Since 2003 (after a pilot period from 2001) the government has supported a program for installing electricity for heating and cooking in inner Beijing. In 2012 21,000 households will get rid of the coal stove which brings the total number of households switching from coal to electricity to more than 200,000 since the beginning of the program. The households receive a subsidy to the electricity price in the night time in order to make it able to compete with the cheap coal. See the information from NDRC here (in Chinese)
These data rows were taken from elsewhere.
PR #567, opened 2019-02-26
Pushy Ralph

Moguri:
Some updates to the Roaming Ralph demo:
  * Use a CollisionHandlerPusher
  * Add ability to run backward


rdb:
Thanks!  However, relying on the pusher to handle the terrain movement is causing Ralph to slide down from hills.  Perhaps it would be better to keep using the ray for vertical movement, and set the pusher in horizontal mode (`pusher.horizontal = True`) with its solid hovering a bit off the ground.

We should probably use a sphere somewhere in the middle of Ralph's body, to avoid jittering when bumping into objects; the capsule-into-polygon collision test is very new and still has a few issues calculating the penetration depth properly in edge cases.

rdb:
You're right that it would be ideal to fix the jitter with the capsule-into-poly test; I had added the capsule-poly test three weeks ago but didn't have time to fully work out the interior point issues in the edge cases, reasoning that it would still be more useful to have a test that would work fine for non-pusher uses than not to have it.  I'll see if I can dig up my test code and file an issue to track this.

I'm not quite convinced that a pusher is the right way to handle collision with terrain in general, especially as the pusher doesn't implement friction like a physics engine.  The pusher is mostly intended to handle pushing things out of walls and pushing other objects out of the way.

The backwards movement and sky colour seem like fine changes, thank you.  Though, the sample does need a big graphical overhaul at some point, so I would hold off on replacing textures for now.

Moguri:
I have switched back to using the ray test for vertical movement. However, with a bit more testing, I have noticed that I can get Ralph stuck again.

Moguri:
I'm going to try swapping out the player raycast logic for a CollisionHandlerGravity.

Moguri:
The ground ray was still controlling horizontal movement on a miss. I cleaned this up and Ralph does not appear to get stuck for me anymore.

Moguri:
@rdb Can you please check and see if you are still running into issues? I have yet to reproduce them, but I am hoping that the last commit will help.

rdb:
Yeah, will process this today or tomorrow.  Sorry for the delay; I've been too busy with other things in the past two weeks to stay ahead of issues.

Moguri:
Looks like this didn't get closed when 017b4b58350b98666580ae92b74fbf06cd477890 was pushed; closing now. Thanks!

The massive amount of cars in Beijing are often blamed for the air pollution. But actually the coal consumption is a worse polluter. Of course the coal fired coal plants in the Beijing area are big sinners but also these small stoves which leads the pollution directly into the streets and houses are very unhealthy – like the London smog years ago, that mainly was created by small coal stoves. So this program is definitely a step in the right direction for the whitings. In other areas in Beijing district heating is a more sustainable solution. Beijing has Chinas largest district heating company, Beijing District Heating Group which has extensive cooperation with international companies including Danish companies e.g. as part of the energy cooperation between the City of Copenhagen and the City of Beijing. One of the challenging issues regarding district heating is to change the payment from an area-based payment to a payment based on actual consumption. This is needed in the process of enhancing energy efficiency but requires installation of meters and a new set-up of accounting – a long-term process.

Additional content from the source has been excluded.